Approved Meat Plants: Latest Guidance

Guidance on minced meat and meat preparations intended to be eaten less than thoroughly cooked

Following a recent Food Standards Agency consultation, new regulations have come into force requiring specific approval for establishments producing minced meat preparations for foods intended to be eaten less than thoroughly cooked. This applies to caterers selling less well-cooked (“4-log10”[1]) burgers.
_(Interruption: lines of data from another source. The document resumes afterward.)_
PR #1632, opened 2023-09-08
[OneExplorer] Revisit ConfigObject

dayo09:
This commit removes logics from constructor.
Doing so many things in constructor is a bad practice because any unexpected error cannot be handled.

### DIFF
--- a/src/OneExplorer/ConfigObject.ts
+++ b/src/OneExplorer/ConfigObject.ts
@@ -112,12 +112,19 @@ export class ConfigObj {
     return found ? true : false;
   }
 
+  private init() {
+    this.obj = {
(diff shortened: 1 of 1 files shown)


src/OneExplorer/ConfigObject.ts
```diff
@@ -172,7 +179,10 @@ export class ConfigObj {
       return null;
     }
 
-    return new ConfigObj(uri, obj as Cfg);
+    const cfgObj = new ConfigObj(uri, obj as Cfg);
+    cfgObj.init();
+
+    return cfgObj;
```
jyoungyun, line 185: It creates `ConfigObj` whenever `createConfigObj` function is called. Is this your intention?

dayo09: Yes, it's to ease the process of undefined uri handling.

For concerned establishments, approval must be secured by either the FSA or the Local Authority and a definitive list of establishments approved for this activity will be published on the FSA website. This list is intended to help businesses find a suitable supplier if they want to serve less than thoroughly cooked burgers.
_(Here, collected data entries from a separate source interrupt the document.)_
PR #1635, opened 2023-09-12
[API] Set context of backend enabled

dayo09:
This commit sets vscode context of enabled backend.

### DIFF
--- a/src/Backend/API.ts
+++ b/src/Backend/API.ts
@@ -43,6 +43,11 @@ const registerBackend = (backend: Backend) => {
   const compiler = backend.compiler();
   if (compiler) {
     gToolchainEnvMap[backend.name()] = new ToolchainEnv(compiler);
+    vscode.commands.executeCommand(
+      "setContext",
+      `one:backend.${backend.name()}`,
+      "enabled"
+    );
   }
   const executor = backend.executor();
   if (executor) {
@@ -77,6 +82,8 @@ const registerExecutor = (executor: Executor) => {
   // TODO: Consider better way to refresh toolchainView after backend's registration.
   vscode.commands.executeCommand("one.device.refresh");
 };
+
+// TODO Add removeBackend
 
 export const API = {
   registerBackend,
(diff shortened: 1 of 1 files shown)


src/Backend/API.ts
```diff
@@ -29,20 +29,33 @@ interface BackendMap {
...
+}
+
 const registerBackend = (backend: Backend) => {
   const backendName = backend.name();
   assert(backendName.length > 0);
   globalBackendMap[backendName] = backend;
   const compiler = backend.compiler();
   if (compiler) {
     gToolchainEnvMap[backend.name()] = new ToolchainEnv(compiler);
+    vscode.commands.executeCommand(
```
dayo09, line 54: FYI, this is the context that can be referred in package.json

src/Backend/API.ts
```diff
@@ -29,20 +29,33 @@ interface BackendMap {
...
 let globalExecutorArray: Executor[] = [];
 
 const logTag = "API";
 
+// TODO Move outside API.ts
+export namespace BackendContext {
+  export const isRegistered = (backendName: string) => {
+    return globalBackendMap[backendName] !== undefined;
+  };
+}
```
dayo09, line 45: FYI, this is the context that can be referred in any modules.

src/Backend/API.ts
jyoungyun: There is no `getContext` API in vscode. Therefore, both apis should be provided to get the backend status.

jyoungyun (approved):
LGTM

profornnan (approved):
It seems like it will be helpful for modularization. Thank you 😄

rhqjatn2398 (approved):
LGTM

hohee-hee:
LGTM
We'll modulize EdgeTPU Compiler based on this context😊

hohee-hee (approved):
LGTM
We'll modulize EdgeTPU Compiler based on this context😊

However, it is important to note that caterers must still follow many other requirements if they wish to serve burgers that are not cooked to achieve a “6-log10”[2] reduction in pathogens. This includes letting your local authority Environmental Health Officer know that you are doing this.

Those who are cooking to achieve a “6-log10” reduction in pathogens do not need to take any action – just continue using these time and temperature combinations:

• 75 °C for 30 seconds
• 70 °C for 2 minutes
• 65 °C for 13.6 minutes
• 60 °C for 93 minutes

 

This requirement will be applicable in England, Wales and Northern Ireland and will enter into force with effect from 1 March 2017. Different regulations apply in Scotland.

 

The BHA has produced a Q&A on cooking rare burgers. Please read this for more information:
http://www.bha.org.uk/bha_news/q-a-on-medium-and-rare-burgers

For the FSA web page please visit: https://www.food.gov.uk/enforcement/sectorrules/meatplantsprems/approvedmeatplants

 

For more information please contact Gabriella Bittante, BHA Policy Manager, gabriella@bha.org.uk.

 

 

[1]A 4-log10 reduction in pathogens means that if there are 10 million E. coli then the cooking process would reduce numbers to 1000. This is why it is important to reduce bacterial levels further down the chain if you choose to cook to achieve a 4-log10 reduction.

[2] A 6-log10 reduction in pathogens means if there are 10 million E. coli then the cooking process will reduce the numbers to 10. This is generally known as pasteurisation.